## What you have to do
Print the listing below in its entirety, character for character.

## Records shown
PR #173, opened 2015-07-11
Workaround for JGit unable to parse HEAD:branch

kristian:
Workaround for JGit unable to parse HEAD:branch, see [JENKINS-20393](https://issues.jenkins-ci.org/browse/JENKINS-20393) for details.

### DIFF
--- a/src/main/java/org/jenkinsci/plugins/gitclient/JGitAPIImpl.java
+++ b/src/main/java/org/jenkinsci/plugins/gitclient/JGitAPIImpl.java
@@ -1837,15 +1837,19 @@ public class JGitAPIImpl extends LegacyCompatibleGitAPIImpl {
                 if("HEAD".equals(specs[0])) //special case for HEAD, if e.g. HEAD:branch, HEAD should be pushed to branch, we can't parse head, so assume to push branch:branch
                 	specs[0] = specs[1];
                 for(int spec=0;spec<specs.length;spec++)
-                	if(spec==0&&specs[spec].isEmpty())
-                		continue; //empty for the first spec. if fine (see https://github.com/eclipse/jgit/blob/master/org.eclipse.jgit/src/org/eclipse/jgit/transport/RefSpec.java#L104-L122)
-                	else if(!specs[spec].startsWith("refs/")&&!specs[spec].startsWith("+refs/")) {
-                		if(specs[spec].isEmpty() //generally means to push "matching" branches, hard to implement the right way, simple-fix here
-                		|| specs[spec].equals("HEAD")) //should read <git-dir>/HEAD file, which is also quite hard, simple-fix here aswell
+                	if(specs[spec].isEmpty()) { //generally means to push "matching" branches, hard to implement the right way, simple-fix here
+                		if(spec!=0) //empty for the first spec. if fine (see https://github.com/eclipse/jgit/blob/master/org.eclipse.jgit/src/org/eclipse/jgit/transport/RefSpec.java#L104-L122)
                 			specs[spec] = "refs/heads/master";
-                		else if(specs[spec].contains("/")) //assume spec. already contains subfolder, just prepend refs/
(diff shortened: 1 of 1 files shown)


kristian:
Assumed that branches may not contain /. Fixed fixRefSpec implementation.

kristian:
I think [`PushTest`](https://github.com/MarkEWaite/git-client-plugin/blob/master-JGit-push/src/test/java/org/jenkinsci/plugins/gitclient/PushTest.java) is a past due test case. I especially like the idea of considering both implementations (Git & JGit) in the same test case. But note, that some test cases _will_ behave differently for Git & JGit, due to the straight forward implementation of `fixRefSpec` in `JGitAPIImpl`, such as:

* ":master":
  * Git: The special refspec : (or +: to allow non-fast-forward updates) directs Git to push "matching" branches.
  * JGit: `fixRefSpec` will change the ref. spec. to "refs/heads/master:refs/heads/master"
* "HEAD:master"
  * Git: Is going to read <git-dir>/HEAD to determine the current HEAD pointer
  * JGit: `fixRefSpec` will apply the same branch to be pushed to, to be the source branch, so will choose "refs/heads/master:refs/heads/master" in this case.

Other than that, I also like the test implementation using `@Parameterized.Parameters`. Missing test cases are:

* Branches
** Empty branches
** Branches with forward slashes
** Push from one local branch to another remote branch
* Negative Test Cases (If there are any?)

MarkEWaite:
You mentioned that the test case should handle empty branches.  An empty string on the left hand side of a push refspec is interpreted as a request to delete the branch named on the right hand side.  If I want to delete the remote branch "feature/xyzzy" on the remote named "origin", I use the command:

{noformat}
git push origin :feature/xyzzy
{noformat}

kristian:
I changed the implementation of fixRefSpec to resolve the refs. from the repository! :+1: This should actually fix a lot of issues and should be good enough for 95% of the cases. Remember, before the change, the implementation wasn't working with JGit at all...

The local refs. are taken from the repository. For the remote ref. I still try to determine it "manually". Actually I also found out that JGit supports pushing e.g. "HEAD:/refs/heads/master". A quick test for possible combinations:

```
: fixed to :refs/heads/master
master fixed to refs/heads/master:refs/heads/master
:master fixed to :refs/heads/master
HEAD fixed to HEAD:refs/heads/master
HEAD:master fixed to HEAD:refs/heads/master
HEAD:branch fixed to HEAD:refs/heads/branch
master:master fixed to refs/heads/master:refs/heads/master
branch:branch fixed to refs/heads/branch:refs/heads/branch
master:branch fixed to refs/heads/master:refs/heads/branch
:refs/heads/master fixed to :refs/heads/master
refs/heads/master fixed to refs/heads/master:refs/heads/master
refs/heads/master:branch fixed to refs/heads/master:refs/heads/branch
branch:refs/heads/master fixed to refs/heads/branch:refs/heads/master
tag:tags/tag fixed to refs/tags/tag:refs/tags/tag
tags/tag fixed to refs/tags/tag:refs/tags/tag
foo/bar fixed to refs/heads/foo/bar:refs/heads/foo/bar
foo/bar:baz/qux fixed to refs/heads/foo/bar:refs/heads/baz/qux
```

MarkEWaite:
@kristian, I rebased your changes into a single commit (authored by you) and then applied changes that I think are important before this fix is merged to master.  Would you review the changes in 5c08ddc5d7a6fa67a2f3d009898681b766cd8692 and 5461726872f954fbe6e8f39bd852e0aa2f5b114c and let me know if you agree those are correct changes?

I would prefer to have those two changes included with you as the author as part of a single commit that I would merge to master.  That would avoid having the formatting fix visible in the history of the master branch.  That would mean you would need to submit a pull request which included your original changes and those two changes squashed into a single commit.

Are you willing to do that squash of changes into a single commit for JGitAPIImpl?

## Solved problem
PR #173, opened 2015-07-11
Workaround for JGit unable to parse HEAD:branch

kristian:
Workaround for JGit unable to parse HEAD:branch, see [JENKINS-20393](https://issues.jenkins-ci.org/browse/JENKINS-20393) for details.

### DIFF
--- a/src/main/java/org/jenkinsci/plugins/gitclient/JGitAPIImpl.java
+++ b/src/main/java/org/jenkinsci/plugins/gitclient/JGitAPIImpl.java
@@ -1837,15 +1837,19 @@ public class JGitAPIImpl extends LegacyCompatibleGitAPIImpl {
                 if("HEAD".equals(specs[0])) //special case for HEAD, if e.g. HEAD:branch, HEAD should be pushed to branch, we can't parse head, so assume to push branch:branch
                 	specs[0] = specs[1];
                 for(int spec=0;spec<specs.length;spec++)
-                	if(spec==0&&specs[spec].isEmpty())
-                		continue; //empty for the first spec. if fine (see https://github.com/eclipse/jgit/blob/master/org.eclipse.jgit/src/org/eclipse/jgit/transport/RefSpec.java#L104-L122)
-                	else if(!specs[spec].startsWith("refs/")&&!specs[spec].startsWith("+refs/")) {
-                		if(specs[spec].isEmpty() //generally means to push "matching" branches, hard to implement the right way, simple-fix here
-                		|| specs[spec].equals("HEAD")) //should read <git-dir>/HEAD file, which is also quite hard, simple-fix here aswell
+                	if(specs[spec].isEmpty()) { //generally means to push "matching" branches, hard to implement the right way, simple-fix here
+                		if(spec!=0) //empty for the first spec. if fine (see https://github.com/eclipse/jgit/blob/master/org.eclipse.jgit/src/org/eclipse/jgit/transport/RefSpec.java#L104-L122)
                 			specs[spec] = "refs/heads/master";
-                		else if(specs[spec].contains("/")) //assume spec. already contains subfolder, just prepend refs/
(diff shortened: 1 of 1 files shown)


kristian:
Assumed that branches may not contain /. Fixed fixRefSpec implementation.

kristian:
I think [`PushTest`](https://github.com/MarkEWaite/git-client-plugin/blob/master-JGit-push/src/test/java/org/jenkinsci/plugins/gitclient/PushTest.java) is a past due test case. I especially like the idea of considering both implementations (Git & JGit) in the same test case. But note, that some test cases _will_ behave differently for Git & JGit, due to the straight forward implementation of `fixRefSpec` in `JGitAPIImpl`, such as:

* ":master":
  * Git: The special refspec : (or +: to allow non-fast-forward updates) directs Git to push "matching" branches.
  * JGit: `fixRefSpec` will change the ref. spec. to "refs/heads/master:refs/heads/master"
* "HEAD:master"
  * Git: Is going to read <git-dir>/HEAD to determine the current HEAD pointer
  * JGit: `fixRefSpec` will apply the same branch to be pushed to, to be the source branch, so will choose "refs/heads/master:refs/heads/master" in this case.

Other than that, I also like the test implementation using `@Parameterized.Parameters`. Missing test cases are:

* Branches
** Empty branches
** Branches with forward slashes
** Push from one local branch to another remote branch
* Negative Test Cases (If there are any?)

MarkEWaite:
You mentioned that the test case should handle empty branches.  An empty string on the left hand side of a push refspec is interpreted as a request to delete the branch named on the right hand side.  If I want to delete the remote branch "feature/xyzzy" on the remote named "origin", I use the command:

{noformat}
git push origin :feature/xyzzy
{noformat}

kristian:
I changed the implementation of fixRefSpec to resolve the refs. from the repository! :+1: This should actually fix a lot of issues and should be good enough for 95% of the cases. Remember, before the change, the implementation wasn't working with JGit at all...

The local refs. are taken from the repository. For the remote ref. I still try to determine it "manually". Actually I also found out that JGit supports pushing e.g. "HEAD:/refs/heads/master". A quick test for possible combinations:

```
: fixed to :refs/heads/master
master fixed to refs/heads/master:refs/heads/master
:master fixed to :refs/heads/master
HEAD fixed to HEAD:refs/heads/master
HEAD:master fixed to HEAD:refs/heads/master
HEAD:branch fixed to HEAD:refs/heads/branch
master:master fixed to refs/heads/master:refs/heads/master
branch:branch fixed to refs/heads/branch:refs/heads/branch
master:branch fixed to refs/heads/master:refs/heads/branch
:refs/heads/master fixed to :refs/heads/master
refs/heads/master fixed to refs/heads/master:refs/heads/master
refs/heads/master:branch fixed to refs/heads/master:refs/heads/branch
branch:refs/heads/master fixed to refs/heads/branch:refs/heads/master
tag:tags/tag fixed to refs/tags/tag:refs/tags/tag
tags/tag fixed to refs/tags/tag:refs/tags/tag
foo/bar fixed to refs/heads/foo/bar:refs/heads/foo/bar
foo/bar:baz/qux fixed to refs/heads/foo/bar:refs/heads/baz/qux
```

MarkEWaite:
@kristian, I rebased your changes into a single commit (authored by you) and then applied changes that I think are important before this fix is merged to master.  Would you review the changes in 5c08ddc5d7a6fa67a2f3d009898681b766cd8692 and 5461726872f954fbe6e8f39bd852e0aa2f5b114c and let me know if you agree those are correct changes?

I would prefer to have those two changes included with you as the author as part of a single commit that I would merge to master.  That would avoid having the formatting fix visible in the history of the master branch.  That would mean you would need to submit a pull request which included your original changes and those two changes squashed into a single commit.

Are you willing to do that squash of changes into a single commit for JGitAPIImpl?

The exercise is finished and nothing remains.